# New to cichlids (and this forum)



## steven[ht]` (Sep 14, 2017)

Hey guys, I'm Steven.

I usually hang out over at AquariumAdvice with those nice people who give great advice. Little about myself, I first got into the hobby about 2 years ago. I only kept your basic fish. Tetras, Angels, Mollies, Betta, etc.

Now, I'm doing a complete tear down this weekend to convert my heavily planted and scaped 46 bowfront to a cichlid tank. I'm only keeping a few fish from my old tank (peppered cories & my female ABN pleco) which I heard will do ok with cichlids (correct me if I'm wrong).

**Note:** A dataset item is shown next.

Issue #5063, opened 2025-10-21
Wrong labeled segmentation on axial image


sandrinebedard:
### Description

When running `sct_label_vertebrae -discfile`, with an axial image and point-labels of the discs, the labeled segmentation looks like this:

I'm getting PFS for my substrate and I already have the rocks for caves and such. I basically just need to change out my substrate and add my sand and hardscape it. Any recommendations for doing so? This is my first complete tear down and redoing of a tank. Should I drain all the water out and change out my substrate, or leave some in there? I know nothing is in the water column that helps with cycling but I just don't want to have to recycle my tank but I want to do it as fast as possible. I'm not very patient 

Now to my preferred stocking list. I want Acei's, Yellow Labs, and Johanni's. I do *NOT* want to breed and I do *NOT* want fry in my tank to care for. my pH out of the tap is around 7.6. Any ideas on which cichlids I could care for? I don't want to have to worry about lowering my pH for some fish. I know this limits me but I honestly don't have the time to keep the pH at really low levels.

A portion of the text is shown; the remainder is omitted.